───── Source information ─────

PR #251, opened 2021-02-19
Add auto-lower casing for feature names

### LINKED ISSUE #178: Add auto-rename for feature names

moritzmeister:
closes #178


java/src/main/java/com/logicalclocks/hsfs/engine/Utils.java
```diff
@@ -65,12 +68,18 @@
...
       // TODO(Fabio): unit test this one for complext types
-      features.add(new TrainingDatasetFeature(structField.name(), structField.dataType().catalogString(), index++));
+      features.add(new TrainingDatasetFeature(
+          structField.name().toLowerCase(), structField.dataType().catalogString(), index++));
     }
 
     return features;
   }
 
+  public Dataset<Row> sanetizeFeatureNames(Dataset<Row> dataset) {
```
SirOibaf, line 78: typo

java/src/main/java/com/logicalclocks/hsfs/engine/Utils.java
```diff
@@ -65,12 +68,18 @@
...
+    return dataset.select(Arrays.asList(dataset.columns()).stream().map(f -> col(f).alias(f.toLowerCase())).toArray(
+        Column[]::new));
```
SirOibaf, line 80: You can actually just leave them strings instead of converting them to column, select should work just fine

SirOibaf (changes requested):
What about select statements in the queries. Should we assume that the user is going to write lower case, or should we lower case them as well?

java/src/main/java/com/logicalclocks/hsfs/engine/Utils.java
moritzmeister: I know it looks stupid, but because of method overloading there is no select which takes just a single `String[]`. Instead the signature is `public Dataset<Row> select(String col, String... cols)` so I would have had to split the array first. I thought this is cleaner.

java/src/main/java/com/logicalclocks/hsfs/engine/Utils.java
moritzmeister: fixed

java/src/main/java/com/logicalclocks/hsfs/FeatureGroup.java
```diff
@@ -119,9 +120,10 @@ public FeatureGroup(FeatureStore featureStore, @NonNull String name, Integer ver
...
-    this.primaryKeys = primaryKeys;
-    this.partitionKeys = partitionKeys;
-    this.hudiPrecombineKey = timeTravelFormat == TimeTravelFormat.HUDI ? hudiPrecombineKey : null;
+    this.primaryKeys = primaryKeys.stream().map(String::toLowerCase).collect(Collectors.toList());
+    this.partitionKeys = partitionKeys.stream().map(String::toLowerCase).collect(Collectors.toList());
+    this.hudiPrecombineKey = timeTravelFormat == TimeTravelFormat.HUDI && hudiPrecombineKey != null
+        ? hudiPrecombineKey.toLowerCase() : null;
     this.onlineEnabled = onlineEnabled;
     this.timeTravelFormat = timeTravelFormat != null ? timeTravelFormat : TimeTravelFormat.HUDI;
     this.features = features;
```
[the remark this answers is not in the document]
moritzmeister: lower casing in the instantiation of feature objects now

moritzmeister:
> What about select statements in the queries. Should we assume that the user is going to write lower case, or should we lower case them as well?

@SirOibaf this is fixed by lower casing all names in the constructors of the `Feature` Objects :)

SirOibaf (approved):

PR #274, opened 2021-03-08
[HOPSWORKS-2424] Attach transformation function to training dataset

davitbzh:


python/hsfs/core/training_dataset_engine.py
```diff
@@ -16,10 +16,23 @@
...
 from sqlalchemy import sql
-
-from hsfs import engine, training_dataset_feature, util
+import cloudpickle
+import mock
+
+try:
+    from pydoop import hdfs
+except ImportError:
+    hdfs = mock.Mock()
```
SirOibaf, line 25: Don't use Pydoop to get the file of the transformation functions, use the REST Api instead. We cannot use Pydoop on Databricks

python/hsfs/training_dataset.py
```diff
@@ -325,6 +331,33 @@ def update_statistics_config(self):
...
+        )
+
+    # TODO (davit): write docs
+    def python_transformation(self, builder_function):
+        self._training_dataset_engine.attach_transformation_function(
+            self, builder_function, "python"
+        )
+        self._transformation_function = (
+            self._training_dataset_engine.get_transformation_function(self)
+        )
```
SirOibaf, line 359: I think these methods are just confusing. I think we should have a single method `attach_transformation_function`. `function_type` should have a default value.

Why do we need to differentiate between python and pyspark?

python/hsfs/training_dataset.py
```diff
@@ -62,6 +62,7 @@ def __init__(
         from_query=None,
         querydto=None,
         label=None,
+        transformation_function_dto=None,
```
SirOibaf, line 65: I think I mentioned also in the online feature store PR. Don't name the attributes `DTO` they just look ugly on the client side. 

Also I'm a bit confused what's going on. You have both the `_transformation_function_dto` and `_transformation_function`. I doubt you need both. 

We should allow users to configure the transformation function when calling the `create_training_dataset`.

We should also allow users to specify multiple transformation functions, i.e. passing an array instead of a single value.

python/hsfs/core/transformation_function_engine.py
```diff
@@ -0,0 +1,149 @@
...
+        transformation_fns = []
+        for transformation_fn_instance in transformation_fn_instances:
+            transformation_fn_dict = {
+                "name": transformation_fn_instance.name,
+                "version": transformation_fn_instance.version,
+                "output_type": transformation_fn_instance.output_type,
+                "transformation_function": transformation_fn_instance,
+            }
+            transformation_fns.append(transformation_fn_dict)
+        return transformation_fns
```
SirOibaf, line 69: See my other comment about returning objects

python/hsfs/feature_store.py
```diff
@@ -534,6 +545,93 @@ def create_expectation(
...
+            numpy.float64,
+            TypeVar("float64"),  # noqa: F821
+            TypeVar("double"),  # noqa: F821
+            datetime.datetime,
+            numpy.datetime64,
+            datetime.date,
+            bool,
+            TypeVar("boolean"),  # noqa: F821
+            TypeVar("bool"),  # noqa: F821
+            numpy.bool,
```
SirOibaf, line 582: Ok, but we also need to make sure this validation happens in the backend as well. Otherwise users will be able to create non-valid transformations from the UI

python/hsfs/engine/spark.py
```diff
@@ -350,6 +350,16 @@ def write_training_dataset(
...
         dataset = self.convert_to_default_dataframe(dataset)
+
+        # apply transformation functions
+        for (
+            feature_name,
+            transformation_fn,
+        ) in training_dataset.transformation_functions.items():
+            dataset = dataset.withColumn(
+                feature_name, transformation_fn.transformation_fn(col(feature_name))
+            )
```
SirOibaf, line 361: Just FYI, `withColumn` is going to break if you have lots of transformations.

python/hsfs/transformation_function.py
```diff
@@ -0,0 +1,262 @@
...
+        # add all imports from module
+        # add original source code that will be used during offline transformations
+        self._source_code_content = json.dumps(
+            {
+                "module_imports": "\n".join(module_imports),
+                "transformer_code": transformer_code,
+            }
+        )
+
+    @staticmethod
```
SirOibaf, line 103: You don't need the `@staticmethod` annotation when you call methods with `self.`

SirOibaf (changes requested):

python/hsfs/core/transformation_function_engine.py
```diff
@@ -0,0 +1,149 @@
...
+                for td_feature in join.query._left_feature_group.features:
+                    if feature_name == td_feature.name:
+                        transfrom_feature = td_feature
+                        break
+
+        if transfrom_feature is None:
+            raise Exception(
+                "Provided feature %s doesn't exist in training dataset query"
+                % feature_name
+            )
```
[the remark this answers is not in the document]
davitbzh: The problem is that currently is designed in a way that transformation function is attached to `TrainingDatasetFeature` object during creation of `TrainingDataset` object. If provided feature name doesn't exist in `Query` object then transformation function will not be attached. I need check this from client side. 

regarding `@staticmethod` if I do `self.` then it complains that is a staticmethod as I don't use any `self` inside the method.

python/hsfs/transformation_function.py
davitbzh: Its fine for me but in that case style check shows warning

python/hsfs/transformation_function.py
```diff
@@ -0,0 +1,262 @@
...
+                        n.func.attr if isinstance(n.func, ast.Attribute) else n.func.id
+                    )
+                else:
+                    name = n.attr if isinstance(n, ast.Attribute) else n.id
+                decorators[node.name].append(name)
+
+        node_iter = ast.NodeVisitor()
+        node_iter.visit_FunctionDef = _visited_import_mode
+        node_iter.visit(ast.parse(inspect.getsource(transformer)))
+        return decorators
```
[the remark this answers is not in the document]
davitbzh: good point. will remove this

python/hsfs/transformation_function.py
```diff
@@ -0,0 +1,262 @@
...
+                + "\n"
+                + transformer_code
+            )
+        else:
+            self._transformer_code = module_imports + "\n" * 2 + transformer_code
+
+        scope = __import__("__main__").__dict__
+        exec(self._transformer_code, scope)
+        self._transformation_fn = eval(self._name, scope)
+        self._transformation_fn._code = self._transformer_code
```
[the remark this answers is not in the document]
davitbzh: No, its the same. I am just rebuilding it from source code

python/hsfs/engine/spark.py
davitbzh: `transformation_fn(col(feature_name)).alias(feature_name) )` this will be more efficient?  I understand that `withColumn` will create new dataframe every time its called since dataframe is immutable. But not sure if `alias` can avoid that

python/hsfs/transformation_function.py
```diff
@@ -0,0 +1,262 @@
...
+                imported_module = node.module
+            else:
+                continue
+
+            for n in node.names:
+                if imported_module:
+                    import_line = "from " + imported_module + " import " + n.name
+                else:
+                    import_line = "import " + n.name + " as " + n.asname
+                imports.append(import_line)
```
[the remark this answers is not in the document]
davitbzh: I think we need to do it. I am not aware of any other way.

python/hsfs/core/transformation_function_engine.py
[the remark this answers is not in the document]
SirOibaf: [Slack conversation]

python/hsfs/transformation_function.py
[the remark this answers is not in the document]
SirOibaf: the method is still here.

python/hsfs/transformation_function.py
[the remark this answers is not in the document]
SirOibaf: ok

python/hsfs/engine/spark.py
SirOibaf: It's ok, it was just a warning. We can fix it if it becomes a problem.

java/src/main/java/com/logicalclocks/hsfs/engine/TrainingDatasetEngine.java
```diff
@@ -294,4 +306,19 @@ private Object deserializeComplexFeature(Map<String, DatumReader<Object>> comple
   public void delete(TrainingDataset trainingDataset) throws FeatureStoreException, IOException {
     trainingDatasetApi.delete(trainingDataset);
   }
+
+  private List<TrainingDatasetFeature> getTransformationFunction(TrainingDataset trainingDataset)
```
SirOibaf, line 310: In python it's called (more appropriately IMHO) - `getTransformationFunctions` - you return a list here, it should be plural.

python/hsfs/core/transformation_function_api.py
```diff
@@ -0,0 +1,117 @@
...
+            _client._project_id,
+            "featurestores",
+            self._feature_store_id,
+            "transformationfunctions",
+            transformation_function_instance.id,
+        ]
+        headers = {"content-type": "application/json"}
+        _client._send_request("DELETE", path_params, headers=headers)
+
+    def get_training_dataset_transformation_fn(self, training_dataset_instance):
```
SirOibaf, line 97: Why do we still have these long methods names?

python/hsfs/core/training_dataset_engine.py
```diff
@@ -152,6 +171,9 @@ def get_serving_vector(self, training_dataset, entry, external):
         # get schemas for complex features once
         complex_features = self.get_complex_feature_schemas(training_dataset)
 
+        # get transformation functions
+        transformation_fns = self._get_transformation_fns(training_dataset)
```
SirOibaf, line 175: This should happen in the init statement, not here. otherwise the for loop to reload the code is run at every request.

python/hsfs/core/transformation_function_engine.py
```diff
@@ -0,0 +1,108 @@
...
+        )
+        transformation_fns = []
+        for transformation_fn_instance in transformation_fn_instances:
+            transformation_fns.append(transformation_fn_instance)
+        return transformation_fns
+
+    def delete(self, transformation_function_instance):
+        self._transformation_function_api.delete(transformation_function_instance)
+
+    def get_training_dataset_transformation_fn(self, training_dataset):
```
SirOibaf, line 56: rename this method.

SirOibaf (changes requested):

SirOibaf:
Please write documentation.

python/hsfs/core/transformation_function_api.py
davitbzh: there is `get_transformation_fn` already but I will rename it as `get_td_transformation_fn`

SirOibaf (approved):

─────

• [Activity] Please report the number of lines in the data that include the word "dataType", and add no other text.

• [Task answer] 2